Chomsky in a scathing and influential review in 1959 dismantles B.F. Skinner’s ‘Verbal Behaviour’
explaining how children / human beings learn language. The fundamental premise of Chomsky’s
premise was that reinforcement cannot explain language acquisition and an innate structure governs
the ability of humans to acquire language, which goes on to form a later Chomskyan hypothesis
named ‘Universal Grammar’. This response paper argues on two principal areas: 1) the inadequacy
of a behaviourist approach to suffice for all of human language-learning abilities and 2) the
inapplicability of animal learning to humans in a generic fashion.

A layman’s understanding of the conversation between Chomsky and Skinner with respect to Verbal
Behaviour and its consequent review may look something like this.
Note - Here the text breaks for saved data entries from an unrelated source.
PR #3033, opened 2026-08-19
Wrap out-of-range float-to-integer astype casts to match NumPy

antonwolfy:
Casting an out-of-range floating-point value to an integer type is undefined behavior in C++. SYCL devices resolve it by saturating to the destination's min/max, whereas NumPy emits a plain C cast that, for narrow integer targets, truncates toward zero and wraps modulo the destination width (e.g. `float32(128)` becomes `int8(-128)`).

`convert_impl` (used by `astype` and every copy-and-cast kernel) only normalized this to NumPy's wrapping behavior for *unsigned* destinations. Signed narrow integer targets fell through to a raw `static_cast` and therefore *saturated* on device, diverging from NumPy. The same inconsistency showed up within a single operation: `dpnp.tensor.linalg.trace` with an `int8` output dtype produced different results depending on whether the value went through the element-wise `astype` path (saturated) or the reduction path (wrapped).

This PR generalizes the float-to-integer branch of `convert_impl` to funnel every conversion through a wider signed integer, relying on the well-defined integer narrowing to perform the modular wrap for both signed and unsigned narrow integer targets. 64-bit destinations keep their existing handling (unsigned routes negatives through `int64`; signed casts directly).


dpnp/tensor/libtensor/include/utils/type_utils.hpp
```diff
@@ -98,15 +98,34 @@ dstTy convert_impl(const srcTy &v)
...
+        // narrowing to perform the modular wrap.
+        if constexpr (sizeof(dstTy) < sizeof(std::int64_t)) {
+            return static_cast<dstTy>(static_cast<std::int64_t>(v));
+        }
+        else if constexpr (std::is_unsigned_v<dstTy>) {
+            // 64-bit unsigned destination: no wider signed integer is
+            // available to funnel through, so route only negative values
+            // through int64 to keep two's-complement wrapping well defined;
+            // non-negative values up to the unsigned maximum convert
+            // directly.
```
ndgrigorian: I think we should abbreviate these extremely verbose comments

antonwolfy: Good call — abbreviated the block from ~14 lines down to a 4-line rationale plus one-line notes on each branch in ba09d52.

vlad-perevezentsev (approved):
LGTM
Thank you @antonwolfy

Skinner: Animals and humans learn language the same way i.e. through conditioning and
reinforcement theories. So, a child will repeat something to the satisfaction of its respondent, until it
receives assurance.

Chomsky: I agree, albeit only partially. Language can be taught and reinforced. Is it that simple,
however? What about the times the child says something without being taught to? Can you explain
that?

Skinner: Well, uhm….

Chomsky adopts a nuanced approach in his criticism of Verbal Behaviour, which render Skinner and
other behaviourists unresponsive. Chomsky, in his review accepts that verbal behaviour as
responsiveness to external stimulation does explain part of human ability to learn language but does
not explain all of it. Accordingly, Chomsky argues that while behaviourism undeniably provides for
inferences drawn for externally exhibited behaviour in the absence of independent
neurophysiological evidence, it is no excuse to over-simplify an activity as complex as the human
ability to acquire language.

Skinner and Chomsky’s evaluation of whether animals share the same awareness of mental states as
humans do is another point of contention. Both bring animal behaviour to the epicentre of their
arguments with differing viewpoints. Skinner, an expert on animal behaviour believed inferences
concerning rats and pigeons could be equally applicable for humans, including verbal behaviour.
Chomsky, however, finds this approach dubious. Chomsky vehemently argues that Skinner’s
argument that animals reinforcement by a deliberate arrangement of the environment, cannot be
applied so generally to humans. As mentioned earlier, Chomsky acknowledges the validity of operant
conditioning and reinforcement theories to account for linguistic abilities; however, Skinner’s
diligence and meticulousness to focus the area of research of linguistics on behaviourism alone, is
what Chomsky is perturbed by. To disprove Skinner, Chomsky operates within the spheres of
behaviourism, thereby unleashing a critical evaluation of the approach itself. Rightly so, Chomsky
turns Skinner’s approach on its head by employing ethological evidence to debunk Skinner,
appropriating sufficient contrary evidence to disprove animal and human learning.

By staying within the framework of behaviourism in his review against verbal behaviour, Chomsky
lays out a strong proposition of venturing beyond the realms of behaviourism to understand the
human ability to learn language. Probably, that may explain why Skinner or other behaviourists who
followed have not been able to contend Chomsky’s initial response five decades later.